I played around with this a bit more yesterday, and I'm getting great results for Humanoid now. The following changes helped. The code snippets are in Jax, but hopefully it's still readable enough:

    G, discount = 0, 1
    for t in range(self.horizon):
      reward, _ = self.model.reward(
          z, actions[t], self.model.reward_model.params)
      z = self.model.next(z, actions[t], self.model.dynamics_model.params)
      G += discount * reward

      if self.model.predict_continues:
        continues = jax.nn.sigmoid(self.model.continue_model.apply_fn(
            {'params': self.model.continue_model.params}, z)).squeeze(-1)
      else:
        continues = 1

      discount *= self.discount * continues
      next_z = sg(self.model.encode(next_observations, encoder_params))
      td_targets = self.td_target(next_z, rewards, dones, key=target_dropout)

      # Latent rollout (compute latent dynamics + consistency loss)
      zs = jnp.empty((self.horizon+1, self.batch_size, next_z.shape[-1]))
      z = self.model.encode(observations[0], encoder_params)
      zs = zs.at[0].set(z)
      consistency_loss = jnp.zeros(self.batch_size)
      discount = jnp.ones(self.batch_size)
      horizon = jnp.zeros(self.batch_size)
      for t in range(self.horizon):
        z = self.model.next(z, actions[t], dynamics_params)
        consistency_loss += jnp.mean(
            (z - next_z[t])**2 * discount[:, None], -1)
        zs = zs.at[t+1].set(z)

        horizon += (discount > 0)
        discount *= self.rho * (1 - dones[t])

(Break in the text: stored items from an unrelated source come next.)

PR #10959, opened 2019-06-06
Add TeamName to MicroBuildCleanup@1

JunTaoLuo:
Might help with failures https://dev.azure.com/dnceng/internal/_build/results?buildId=214844

Not sure why we didn't need this before though.


natemcmaster:
I think a better solution is further up in the file.  https://github.com/aspnet/AspNetCore/blob/aed62cdd9f4e0c9e832d17d65cc9e0c5d2480e48/.azure/pipelines/jobs/default-build.yml#L98-L100

Move TeamName outside of the `if` condition so it is always set globally for all tasks.

dougbu (approved):

natemcmaster (approved):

      # Get logits for loss computations
      _, q_logits = self.model.Q(
          zs[:-1], actions, value_params, value_dropout_key1)
      _, reward_logits = self.model.reward(zs[:-1], actions, reward_params)
      if self.model.predict_continues:
        continue_logits = self.model.continue_model.apply_fn(
            {'params': continue_params}, zs[1:]).squeeze(-1)

      reward_loss = jnp.zeros(self.batch_size)
      value_loss = jnp.zeros(self.batch_size)
      continue_loss = jnp.zeros(self.batch_size)
      discount = jnp.ones(self.batch_size)
      for t in range(self.horizon):
        reward_loss += soft_crossentropy(reward_logits[t], rewards[t],
                                         self.model.symlog_min,
                                         self.model.symlog_max,
                                         self.model.num_bins) * discount

        if self.model.predict_continues:
          continue_loss += optax.sigmoid_binary_cross_entropy(
              continue_logits[t], 1 - dones[t]) * discount

        for q in range(self.model.num_value_nets):
          value_loss += soft_crossentropy(q_logits[q, t], td_targets[t],
                                          self.model.symlog_min,
                                          self.model.symlog_max,
                                          self.model.num_bins) * discount

        discount *= self.rho * (1 - dones[t])

      consistency_loss = (consistency_loss / horizon).mean()
      reward_loss = (reward_loss / horizon).mean()
      value_loss = (value_loss / (horizon + self.model.num_value_nets)).mean()
      continue_loss = (continue_loss / horizon).mean()
      total_loss = (
          self.consistency_coef * consistency_loss +
          self.reward_coef * reward_loss +
          self.value_coef * value_loss +
          self.continue_coef * continue_loss
      )

I still need to do some more testing and make sure I didn't accidentally break anything in the infinite horizon case, but these results are extremely promising! I'll hopefully push them to the jax repo some time this weekend.

nicklashansen commented 3 months ago

@ShaneFlandermeyer this looks really interesting! this is similar to how i deal with early termination in the episodic-rl branch, except that i use the binarized signal during planning. i will definitely give the soft version that you're proposing a try, thanks for the suggestion!

snippets from the relevant parts:

https://github.com/nicklashansen/tdmpc2/blob/ff02f41e73cce8b6ef9eef99c3830e131fbaf97f/tdmpc2/tdmpc2.py#L95-L107

and

https://github.com/nicklashansen/tdmpc2/blob/ff02f41e73cce8b6ef9eef99c3830e131fbaf97f/tdmpc2/tdmpc2.py#L265

ShaneFlandermeyer commented 3 months ago

Ha, nice. I didn't know you had already looked into this! I just verified and pushed all my changes. Hopefully they can be useful. Gonna close this issue now.